(Dataset entries)
_ _ _ _
PR #699, opened 2020-11-17
Implement question ordering

afjlambert:
Migrated last imtr stuff to typescript.
Add imtr-lib with shared types (json).
Added mock helpers for easily setting up fake checkers.
Added tests
All models now use 1 configuration object as constructors parameter, the props are exported.

Please make sure:
- [x] to add a label
- [ ] ~~you added the necessary automated tests~~ I am refactoring the test setup, that will be part of a new PR.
_ _ _ _
- What you are asked to do
The answer must reproduce every record exactly.

- Answer to the problem
PR #699, opened 2020-11-17
Implement question ordering

afjlambert:
Migrated last imtr stuff to typescript.
Add imtr-lib with shared types (json).
Added mock helpers for easily setting up fake checkers.
Added tests
All models now use 1 configuration object as constructors parameter, the props are exported.

Please make sure:
- [x] to add a label
- [ ] ~~you added the necessary automated tests~~ I am refactoring the test setup, that will be part of a new PR.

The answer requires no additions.